Exploring a data lake

In Cloudera Data Warehouse, you explore sample airline database tables in your data lake from a Virtual Warehouse. You learn how to load the airline data. You view and query the tables.

  • You obtained permissions to access a running environment for creating a Database Catalog and Virtual Warehouse.
  • You obtained the DWAdmin role to perform Data Warehouse tasks.
  • You logged into the CDP web interface.
  • You activated the environment from Cloudera Data Warehouse.
  • You set up a Hadoop SQL policy in Ranger to access data in the data lake.
For more information about meeting prerequisites, see Getting started in CDW.
In this task, you set up a minimal Virtual Warehouse for learning how to explore a data lake. You do not need to configure auto-scaling and optional features to explore a data lake. Plan to delete the Virtual Warehouse after your exploration.
  1. Navigate to Data Warehouse > Database Catalogs > New Database Catalog.
  2. In New Database Catalog, in Name, specify a Database Catalog name.
  3. In Environments, select the name of your environment activated from Cloudera Data Warehouse.
  4. Accept default values for the image version and data lake type (SDX).
  5. Turn on Load Demo Data to explore sample airline data from Hue, and click Create.
  6. Click Virtual Warehouses > New Virtual Warehouse.
  7. Set up the Virtual Warehouse:
    • Specify a Name for the Virtual Warehouse.

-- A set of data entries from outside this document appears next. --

PR #5880, opened 2021-10-04
Enable iris normal for Eye shader

adrien-de-tocqueville:
### Purpose of this PR

Fix https://fogbugz.unity3d.com/f/cases/1367911/

Iris normal was not enabled in the graph options, now it is to match the Eye samples.

Also renamed the properties to have spaces in their names, and moved them to categories

before:
before
after:
after

---
### Testing status

verified that iris normal now works by default with the eye shadergraph.
verified that shader properties didn't change name in the shader
ran yamato


remi-chapelain (changes requested):
Great change ! 
But unfortunately, importing the material samples and opening the eye scene does not include the change. I think it's because the sample uses another graph bundled with the sample called [SG_Eye](https://github.com/Unity-Technologies/Graphics/blob/master/com.unity.render-pipelines.high-definition/Samples~/MaterialSamples/Shadergraphs/SG_Eye.shadergraph) (which is indentical execept your latest changes). 

What would be best ? To make the same changes in this graph or try to use the graph you changed in RenderPipelineResources for the samples ?

adrien-de-tocqueville:
I would say using the HDRP Eye shader n the sample is the best, to avoid issues like the one in the fogbugz appear again.
But maybe it's important for users to have an editable graph in the sample, in which case we should duplicate it. Do you have an idea if it's the case ?

remi-chapelain (approved):
All good ! ✔️

anisunity:
@adrien-de-tocqueville think to add me on the review next time you change something related to the eye shader! Thanks

anisunity (approved):

PR #5882, opened 2021-10-04
[SRP] Fix issue when changing volume profiles at runtime with a script

pmavridis:
### Purpose of this PR
https://fogbugz.unity3d.com/f/cases/1364256/

Some volume components of a volume profile can be destroyed externally (for example by the editor when exiting play mode, if they were created at runtime).  In this PR I have added a method to check and remove the "zombies".  

---
### Testing status
I have tested using the repro scene. The nullref error does not repro anymore after my change.


JulienIgnace-Unity (approved):

remi-chapelain (approved):
Fix makes sense and testing seems sufficient given the specific use case. ✔️

sebastienlagarde (approved):

PR #5883, opened 2021-10-04
Srp workflows/align overdraw workflow

fredericv-unity3d:
### Purpose of this PR
This align the overdraw debugging workflows for both URP and HDRP. (Initiated by Fogbugz [1365666 ](https://fogbugz.unity3d.com/f/cases/1365666/))

HDRP:
- Updated the color feedback
Unity_pn9UtJDGKE

URP:
- Added Overdraw Debug Mode and Overdraw Max Pixel Cost
image
- Overdraw Debug Mode All
Unity_OCZdUodJ0d
- Overdraw Debug Mode Transparent Only
Unity_kjIFla6isC
- Overdraw Debug Mode Opaque Only
Unity_GlDR0TOnzz

---
### Testing status
Manual Test:
- Created a set of transparent and opaque cube overlapping each other, one per renderer (total of 4 sets)
- Activated all overdraw mode, one by one to make sure the color feedback is correct

---
### Comments to reviewers

HDRP: I updated the debug shader to use the Shader Core Library for the feedback color. The change is minimal here.

URP: I added a specific code to render the overdraw debug mode in several place. Can you check that it fit appropriately in URP?


com.unity.render-pipelines.universal/Runtime/Debug/DebugDisplaySettingsRendering.cs
```diff
@@ -40,6 +40,30 @@ bool overdraw
...
+
+        int m_MaxPixelCost = 10;
+
+        internal int maxPixelCost
+        {
+            get => m_MaxPixelCost;
+            set
+            {
+                m_MaxPixelCost = value;
+                UpdateDebugSceneOverrideMode();
```
RSlysz, line 63: Not sure why you need this as it will only check wireframeMode which is not what you changed here.

com.unity.render-pipelines.universal/ShaderLibrary/Debug/DebugViewEnums.cs
```diff
@@ -113,6 +113,19 @@ public enum DebugSceneOverrideMode
...
+    /// </summary>
+    public enum DebugOverdrawMode
+    {
+        /// <summary>Debug overdraw of opaque only.</summary>
+        Opaque,
+        /// <summary>Debug overdraw of transparent only.</summary>
+        Transparent,
+        /// <summary>Debug overdraw of everything only.</summary>
+        All
+    }
```
arttu-peltonen, line 127: The convention for other debug modes is to have the first entry here be "None". This would tell whether the mode is enabled, whereas now you kept the separate boolean `overdraw` for this purpose. I would prefer to do it this way instead to be consistent with other debug modes. The UI will be a little simpler too (you would display the overdraw dropdown always, and the `isHidden` condition for the `max cost` sub-option would be `overdrawMode == DebugOverdrawMode.None`.

com.unity.render-pipelines.universal/Runtime/Debug/DebugDisplaySettingsRendering.cs
arttu-peltonen: Agree, this seems redundant. The one above you'd need to keep, if you get rid of the separate `overdraw` boolean.

com.unity.render-pipelines.universal/Runtime/Debug/DebugHandler.cs
```diff
@@ -147,7 +149,7 @@ internal void SetupShaderProperties(CommandBuffer cmd, int passIndex = 0)
             {
                 case DebugSceneOverrideMode.Overdraw:
                 {
-                    cmd.SetGlobalColor(k_DebugColorPropertyId, new Color(0.1f, 0.01f, 0.01f, 1));
+                    cmd.SetGlobalColor(k_DebugColorPropertyId, new Color(1f, 1f, 1f, 1));
```
arttu-peltonen, line 152: `Color.white` would probably work here

arttu-peltonen (changes requested):
Looks great to me, I love the new color scheme and especially the handy legend bar. I would just prefer the separate `overdraw` boolean be removed on URP, to simplify both code & UI.

RSlysz (approved):

com.unity.render-pipelines.universal/Runtime/Debug/DebugDisplaySettingsRendering.cs
```diff
@@ -57,11 +45,7 @@ internal DebugOverdrawMode overdrawMode
         internal int maxPixelCost
         {
             get => m_MaxPixelCost;
-            set
-            {
-                m_MaxPixelCost = value;
-                UpdateDebugSceneOverrideMode();
-            }
+            set => m_MaxPixelCost = value;
         }
```
arttu-peltonen: Tiny suggestion :) not sure but I think this + backing field could now be simplified to just `internal int maxPixelCost { get; set; } = 10;`

arttu-peltonen (approved):
Nice!

JulienIgnace-Unity (approved):

Nzollner (approved):
LGTM

martint-unity:
My question would be for @TheoWong-pixel is the color scheme a Unity Standard?

arttu-peltonen:
FYI there is a set of 12 UX-verified colorblind-friendly colors in [Debug.hlsl](https://sourcegraph.ds.unity3d.com/github.com/Unity-Technologies/Graphics/-/blob/com.unity.render-pipelines.core/ShaderLibrary/Debug.hlsl?L4). Though I don't think they help in this case where you need a variable number of colors, and the colors are calculated analytically.

oleks-k:
> @oleks-k does "Max Pixel Cost" make sense for the user?

I can't answer this question right now, I need to understand better what it does first (I would say we should try to be more direct, try to replace "cost" with something). I need to focus on remaining 2021.2 tasks, and I created a JIRA ticket for this task:
https://jira.unity3d.com/browse/DOCR-378

fredericv-unity3d:
As discussed offline, this PR requires legends to add meaning to the color bar. I will work on it before validation.

sebastienlagarde:
Hey, any update on this PR?

arttu-peltonen:
@sebastienlagarde the author is on leave for another 3 weeks so this will probably have to wait.

phi-lira (approved):

phi-lira:
@TheoWong-pixel is this PR ready to go? @fredericv-unity3d can you make sure to run URP PR?

TheoWong-pixel:
Still waiting for some UI to indicate the range for the colours.

TheoWong-pixel (approved):

PR #5884, opened 2021-10-04
Fixed the clouds not taking properly into account the fog when in distant mode and with a close far plane (case 1367993).

anisunity:
https://fogbugz.unity3d.com/f/cases/1367993/
The fog was not properly applied to volumetric clouds when local mode was unchecked and the far plane was closer than the position of the clouds. This fixes it and the behavior is closed to what is expected.

Testing status:
Tested the various combinations (local/distance, far/close far plane). Looks fine now.


anisunity:
@sebastienlagarde not sure which version we need to backport this to as clouds are not in all versions

remi-chapelain (approved):
Quickly tested the initial issue and made sure that volumetric fog was also included in this fix ✔️

anisunity:
Fixed the formatting, will launch the tests.

PR #5887, opened 2021-10-04
Revert to non-C#8 switch case syntax

theopnv:
### Purpose of this PR
Breaking formatting when vendoring to core 
```
check_complex_statements(889): Packages\com.unity.render-pipelines.core\Editor\Debugging\DebugUIDrawer.Builtins.cs, orig_line is 612, Error: Expected '(', got '{' for 'SWITCH'
ERROR: Error formatting file: Packages/com.unity.render-pipelines.core/Editor/Debugging/DebugUIDrawer.Builtins.cs

** IMPORTANT: one or more formatters hit fatal parse errors (see above). Usually this is caused by badly constructed macros in C++, but it can also be caused by bugs or missing features in a formatter. Check #devs-format for support if you can't figure it out.
```
https://unity.slack.com/archives/GAULB1M5J/p1633343834137400

### DIFF
--- a/com.unity.render-pipelines.core/Editor/Debugging/DebugUIDrawer.Builtins.cs
+++ b/com.unity.render-pipelines.core/Editor/Debugging/DebugUIDrawer.Builtins.cs
@@ -614,7 +614,7 @@ namespace UnityEditor.Rendering
                 case DebugUI.MessageBox.Style.Info:
                     type = MessageType.Info;
                     break;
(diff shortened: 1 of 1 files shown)


arttu-peltonen (approved):

theo-pnv:
Merging while keeping the tests running - so that I can prepare the srp2core PR. At least it will avoid the formatting error and allow preparing the PR. If there are problems with the tests we can fix them on top of the srp2core branch.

    • In Type, click the SQL engine you prefer: Hive or Impala.
    • Select your Database Catalog and User Group if you have been assigned a user group.
    • In Size, select the number of executors, for example xsmall-2Executors.
    • Accept default values for other settings.
  8. Click Create.
  9. After your Virtual Warehouse starts running, click Hue, and expand Tables to explore available data.
  10. Explore data lake contents by running queries.
    For example, select all data from the airlines table.